SA, Kenya, Nigeria users: Beware malware hiding in your devices
Kaspersky's most recent analysis of cyber attacks in SA, Kenya and Nigeria has revealed that users are more likely to face malware attacks hidden within their devices than while surfing the Web.
According to researchers from Kaspersky, these threats are classified as ‘local’, which means they are found on users’ devices or on portable data storage devices, such as flash drives.
Last year, 25% of Kaspersky's private users in SA, 40% in Kenya, and 38% in Nigeria, were attacked by threats of this nature. In comparison, Web attacks only affected 9% of users in SA, 11% in Kenya, and 8% in Nigeria.
In terms of corporate users in these regions, the numbers are similar: 23% of corporate users in SA, 29% in Kenya and 35% in Nigeria encountered local threats in 2020.
According to Kaspersky, there has been an increase in the sophistication of these threats, which may hide on the user’s device within a seemingly legitimate file for a while, to fly under the radar, and only strike later.
Denis Parinov, a cyber security expert at Kaspersky, says the cyber threat landscape across Africa is constantly evolving. “A few years ago, there were many more drive-by attacks – cases when different malicious software is downloaded and being run while the user simply browses the Internet.”
Nowadays, however, he says the majority of Web-threats “stay in browser”. They specialise in content replacement, browser locking or clickjacking, online-skimming, cookie stuffing, and suchlike.
The situation when a user could download a malicious file directly occurs infrequently. It’s more common for malware to be disguised as something else to evade security solutions, remaining an unseen threat to users, he explains.
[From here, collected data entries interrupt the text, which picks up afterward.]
PR #966, opened 2019-05-11
Move os.fspath to _os

palaviv:
For #958.


Lib/os.py
```diff
@@ -133,34 +133,3 @@ def getenv(key, default=None):
     The optional second argument can specify an alternate default.
     key, default and the result are str."""
     return environ.get(key, default)
-
-
-def fspath(path):
```
youknowone: Will keeping this funciton as `_fspath` just as cpython help to test new os_fspath works correctly?
Probably we can test 2 functions return same value.

palaviv: We are testing against CPython function

coolreader18:
@palaviv I tried to merge master into your branch and I messed it up; would you mind adding `use crate::obj::objtype;` to the top of `os.rs`? I'll merge then.

PR #968, opened 2019-05-12
Add walrus operator to lexer and try to make lexer code cleaner.

windelbouwman:


cthulahoops:
The walrus operator is 3.8 only? Are we targetting that? I tend to feel like we should target 3.7 rather chasing the latest shiny version. (I may be biased because the walrus operator feels like a mistake for the language.)

The lexer refactor is great. It would be nice to split the refactor and feature into separate commits.

coolreader18:
Should we merge this now? @cthulahoops would you be good with that? It's been 20 days since this was opened and we should merge before there are conflicts.

windelbouwman:
I will remove the walrus operator from this change to split the refactor and the walrus operator, so I would rather wait for this.

windelbouwman:
@cthulahoops could you re-review?

Mr-Andersen:
Excuse me, I don't understand, why Python actually needs "walrus operator". Why don't they implement assignment as binary operator?

cthulahoops:
> Excuse me, I don't understand, why Python actually needs "walrus operator". Why don't they implement assignment as binary operator?

To avoid the confusion between ```==``` and ```=``` which is a common error in other languages. ie.

```
if x = 5:
   ...
```

I always thought the lack of an assignment operator was a strength of python. The walrus operator seems like an odd thing to introduce. It'll save a couple of lines of code in it's few legitimate uses, but it'll get lots of use where it sholudn't.

PR #969, opened 2019-05-12
itertools islice

Jongy:
After https://github.com/RustPython/RustPython/pull/965.

After this branch, `Lib/reprlib.py` is importable, which leaves only `collections.namedtuple`  (Itself requiring lots of stuff) and we can use `Lib/functools.py` :)

### DIFF
--- a/vm/src/stdlib/itertools.rs
+++ b/vm/src/stdlib/itertools.rs
@@ -3,14 +3,16 @@ use std::cmp::Ordering;
 use std::ops::{AddAssign, SubAssign};
 
 use num_bigint::BigInt;
+use num_traits::ToPrimitive;
 
 use crate::function::{OptionalArg, PyFuncArgs};
 use crate::obj::objbool;
+use crate::obj::objint;
 use crate::obj::objint::{PyInt, PyIntRef};
 use crate::obj::objiter::{call_next, get_iter, new_stop_iteration};
 use crate::obj::objtype;
 use crate::obj::objtype::PyClassRef;
-use crate::pyobject::{PyClassImpl, PyObjectRef, PyRef, PyResult, PyValue};
+use crate::pyobject::{IdProtocol, PyClassImpl, PyObjectRef, PyRef, PyResult, PyValue};
 use crate::vm::VirtualMachine;
 
 #[pyclass(name = "chain")]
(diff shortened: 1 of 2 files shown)


vm/src/stdlib/itertools.rs
```diff
@@ -181,6 +184,141 @@ impl PyItertoolsTakewhile {
...
+    fn new(_cls: PyClassRef, args: PyFuncArgs, vm: &VirtualMachine) -> PyResult {
+        let (iter, start, stop, step) = match args.args.len() {
+            0 | 1 => {
+                return Err(vm.new_type_error(format!(
+                    "islice expected at least 2 arguments, got {}",
+                    args.args.len()
+                )))
+            }
+
+            2 => {
```
Jongy: Argument binding is too complicated now, I want to improve this bit

vm/src/stdlib/itertools.rs
```diff
@@ -181,6 +184,141 @@ impl PyItertoolsTakewhile {
...
+    }
+
+    #[pymethod(name = "__next__")]
+    fn next(&self, vm: &VirtualMachine) -> PyResult {
+        while *self.cur.borrow() < *self.next.borrow() {
+            call_next(vm, &self.iterable)?;
+            *self.cur.borrow_mut() += 1;
+        }
+
+        if self.stop.is_some() && *self.cur.borrow() >= self.stop.unwrap() {
```
sapir: You can avoid the `is_some`+`unwrap` here.
```rust
if let Some(stop) = self.stop {
  if *self.cur.borrow() >= stop {
    return Err;
  }
```
or maybe
```rust
if self.stop.map_or(false, |stop| *self.cur.borrow() >= stop) {
  return Err;
}
```
or
```rust
if self.stop.map(|stop| *self.cur.borrow() >= stop).unwrap_or(false) {
  return Err;
}
```

vm/src/stdlib/itertools.rs
```diff
@@ -181,6 +184,141 @@ impl PyItertoolsTakewhile {
...
+                (iter, 0usize, stop, 1usize)
+            }
+            _ => {
+                let (iter, start, stop, step): (
+                    PyObjectRef,
+                    PyObjectRef,
+                    PyObjectRef,
+                    PyObjectRef,
+                ) = args.bind(vm)?;
+                let stop = if !stop.is(&vm.get_none()) {
```
sapir: The entire `if` statement can be refactored to a `pyobject_to_opt_usize` function, that returns a `PyResult<Option<usize>>`, then you can reuse it a few times.

vm/src/stdlib/itertools.rs
sapir: Maybe something like

```rust
// Get the argument indices
let (start, stop, step) = match args.args.len() {
  2 => (None, Some(1), None),
  3 => (Some(1), Some(2), None),
  4 => (Some(1), Some(2), Some(3)),
  0 | 1 => return Err("not enough args"),
  _ => return Err("too many args"),
};

// I don't know how you retrieve an argument by index.
let iter: PyObjectRef = get_arg(0).unwrap();
let start: usize = match start {
  Some(i) => get_arg(i).to_usize().ok_or_else(|| Err(...))?,
  _ => 0,
};
...
```

vm/src/stdlib/itertools.rs
```diff
@@ -181,6 +184,141 @@ impl PyItertoolsTakewhile {
...
+        if self.stop.is_some() && *self.cur.borrow() >= self.stop.unwrap() {
+            return Err(new_stop_iteration(vm));
+        }
+
+        let obj = call_next(vm, &self.iterable)?;
+        *self.cur.borrow_mut() += 1;
+
+        // TODO is this overflow check required? attempts to copy CPython but it's
+        // currently broken.
+        let (next, ovf) = (*self.next.borrow()).overflowing_add(self.step);
```
sapir: You can call `borrow_mut` once for this bit, then reuse the borrow.
How about
```rust
let next = self.next.borrow_mut();
*next = *next.checked_add(self.step).or(self.stop).ok_or_else(|| new_vm_error())?;
```

But why are you checking for overflow here, if you didn't check for overflow in the `+= 1` lines?

vm/src/stdlib/itertools.rs
```diff
@@ -181,6 +184,141 @@ impl PyItertoolsTakewhile {
...
+impl PyValue for PyItertoolsIslice {
+    fn class(vm: &VirtualMachine) -> PyClassRef {
+        vm.class("itertools", "islice")
+    }
+}
+
+fn pyobject_to_usize(obj: PyObjectRef, vm: &VirtualMachine) -> Option<usize> {
+    let is_int = objtype::isinstance(&obj, &vm.ctx.int_type());
+    if is_int {
+        objint::get_value(&obj).to_usize()
```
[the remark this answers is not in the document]
Jongy: All the `get_value` / `borrow_value` family of functions basically do `obj.payload::<T>().unwrap()` so if you pass a wrong type, we panic.

vm/src/stdlib/itertools.rs
```diff
@@ -181,6 +184,141 @@ impl PyItertoolsTakewhile {
...
+                        return Err(vm.new_value_error("Indices for islice() must be None or an integer: 0 <= x <= sys.maxsize.".to_string()));
+                    }
+                    start.unwrap()
+                } else {
+                    0usize
+                };
+
+                let step = if !step.is(&vm.get_none()) {
+                    let step = pyobject_to_usize(step, &vm);
+                    if !step.is_some() {
```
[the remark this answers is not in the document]
Jongy: Mhm, nice

vm/src/stdlib/itertools.rs
Jongy: Basically followed CPython's `itertools` on this, which doesn't check for an overflow here.

Technically CPython's `itertools` is wrong because after an overflow on `next` when `stop=None`, `next` is reset to `-1` which is incorrect because `cnt` itself will overflow successfully to `ssize_t`'s min (If it won't be optimized away due to its UB being), and so the next object return by `islice` will be after a random step.

Now all of this is purely hypothetical here since we use `usize` which will usually take the form of 64 bits.

vm/src/stdlib/itertools.rs
```diff
@@ -181,6 +184,141 @@ impl PyItertoolsTakewhile {
...
+        objint::get_value(&obj).to_usize()
+    } else {
+        None
+    }
+}
+
+#[pyimpl]
+impl PyItertoolsIslice {
+    #[pymethod(name = "__new__")]
+    fn new(_cls: PyClassRef, args: PyFuncArgs, vm: &VirtualMachine) -> PyResult {
```
coolreader18: Try something like:

```rust
fn new(_cls: PyClassRef, iter: PyIterable, start: Option<PyInt>, stop:  OptionalArg<Option<PyInt>>, step: OptionalArg<Option<PyInt>>, vm: &VirtualMachine) -> PyResult {
    let (start, stop, step) = match (start, stop.into_option().and_then(|x| x), step.into_option().and_then(|x| x)) {
        ...
    };
}
```

vm/src/stdlib/itertools.rs
Jongy: Liked the first one

coolreader18:
Are you still working on this @Jongy?

Jongy:
Yeah, though I won't get to it in the upcoming week.

vm/src/stdlib/itertools.rs
Jongy: Changed it so there's no code dup in the handling of `stop` argument.

vm/src/stdlib/itertools.rs
Jongy: Actually I don't think I can use it because it then when calling `islice(x, 5)` then `5` is treated as the `start` argument - not as the `stop` one, as required by CPython.

Jongy: It's indeed nicer to declare the arguments in the function prototype, but in this case it's not much of a a help because the argument order changes depending on the number of them present.

vm/src/stdlib/itertools.rs
Jongy: Not sure it will allow that much of code reuse; The tristate usize/`None`/`Err` has to be checked across all sites anyway, and has to be handled differently (Different default values for `None`, different errors for `Err`...)

Jongy:
Good enough, I assume.

coolreader18:
Yeah, that looks good to me. I'll merge this once tests pass.

PR #981, opened 2019-05-15
Add math.frexp

youknowone:


vm/src/stdlib/math.rs
```diff
@@ -209,6 +209,24 @@ fn math_floor(vm: &VirtualMachine, args: PyFuncArgs) -> PyResult {
     }
 }
 
+fn math_frexp(vm: &VirtualMachine, args: PyFuncArgs) -> PyResult {
```
adrian17: `fn math_frexp(value: PyObjectRef, vm: &VirtualMachine) -> PyResult`?

youknowone: Thanks, I fixed it

coolreader18 (approved):

PR #985, opened 2019-05-18
Add exit/quit builtin function

RobertBerglund:


vm/src/builtins.rs
```diff
@@ -613,6 +613,24 @@ impl Printer for std::io::StdoutLock<'_> {
...
+    arg_check!(vm, args, required = [], optional = [(object, None)]);
+    match object {
+        Some(value) => match i32::try_from_object(&vm, value.clone()) {
+            Ok(code) => std::process::exit(code),
+            _ => {
+                let stdout = io::stdout();
+                let mut printer: Box<dyn Printer> = Box::new(stdout.lock());
+                printer.write(vm, value.clone())?;
+                printer.write(vm, "\n".into_pyobject(vm).unwrap())?;
+                printer.flush(vm)?;
```
coolreader18: Instead of all this, you can just do:

```rust
println!("{}", vm.to_str(&obj)?.as_str());
```

vm/src/builtins.rs
```diff
@@ -613,6 +613,24 @@ impl Printer for std::io::StdoutLock<'_> {
     }
 }
 
+pub fn builtin_exit(vm: &VirtualMachine, args: PyFuncArgs) -> PyResult {
+    arg_check!(vm, args, required = [], optional = [(object, None)]);
```
coolreader18: Instead of using `arg_check!()`, we have a new system where we can do type checking based on the function declaration's parameters. I'd recommend making the function signature be:

```rust
pub fn builtin_exit(object: OptionalArg<PyObjectRef>, vm: &VirtualMachine) -> PyResult<()>
```

That will handle optional arg checking for you.

RobertBerglund: Thanks !
I am wondering why some functions take a &VirtualMachine as the first argument and others as the last argument.
Is there any rule for ordering the arguments ?

vm/src/builtins.rs
RobertBerglund: Thanks !
I made a new commit with the suggested changes.
I noticed that std::process::exit won't work in the wasm build for obvious reasons. Any suggestions on what could be done in this case ?

coolreader18: It looks like the test is passing for wasm, or do you mean that you tried it out, and it doesn't work? If that's the case, I'd say use `panic!()` to exit the program.

vm/src/builtins.rs
coolreader18: The functions that take `&VirtualMachine` as their first argument are all old-style python function definitions. Notice how they're all a `fn(&VirtualMachine, PyFuncArgs)` and use the `arg_check!` macro. The newer style is to specify argument types right in the function signature itself, and then have the `FromArgs` implementation for the type handle the type-checking. If it's a more complex function signature that you need to represent, e.g. with named arguments, you can use the `#[derive(FromArgs)]` procedural macro, a good example of which is the [`PrintOptions` struct](https://github.com/RustPython/RustPython/blob/8359c6e0310f2019b9e0618155d77e2a7b4c9074/vm/src/builtins.rs#L574-L584). The `&VirtualMachine` argument coming before or after doesn't really matter much, it's just that that's how it happened to be implemented for each style of function declaration.

vm/src/builtins.rs
RobertBerglund: Indeed, panic! will cause the program to exit, but will terminate with code 101 and std::process::exit() will cause a panic in the wasm built anyway.
I also noticed that the exit function won't print anything in the wasm build, what could I use instead of println! in this case ?

coolreader18: > std::process::exit() will cause a panic in the wasm build anyway (maybe this is ok ?)

It is ok; `exit` as a function doesn't really exist in wasm because when a wasm program aborts, it still doesn't quit the entire web page or anything like that.

> I also noticed that the builtin_exit function won't print anything in the wasm build, what could I use instead of println! in this case ?

I think it's fine for now, it doesn't really matter for now. Python in the browser isn't well defined, so it's fine if it doesn't work exactly how it would on the command line.

RobertBerglund: Thanks for the clarification.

“The good news, however, is that modern security solutions are too advanced for such malware to fly under the radar – it is more likely to be blocked either during the initial scan of the file by a security solution that happens by default, or within the very moment such programs attempt to launch.”
To protect against cyber threats including malware, Kaspersky recommends never opening dubious links in emails, IMs, or in SMSes, and to regularly install updates for operating system and applications. In addition, install applications only from official stores, use complex and different passwords for accounts, and regularly copy important data from devices to the cloud, to a USB flash drive or hard drive.
Finally, the company advises corporates to enforce the principles of least privilege by never giving users access to applications they do not need, and to install a reliable security solution.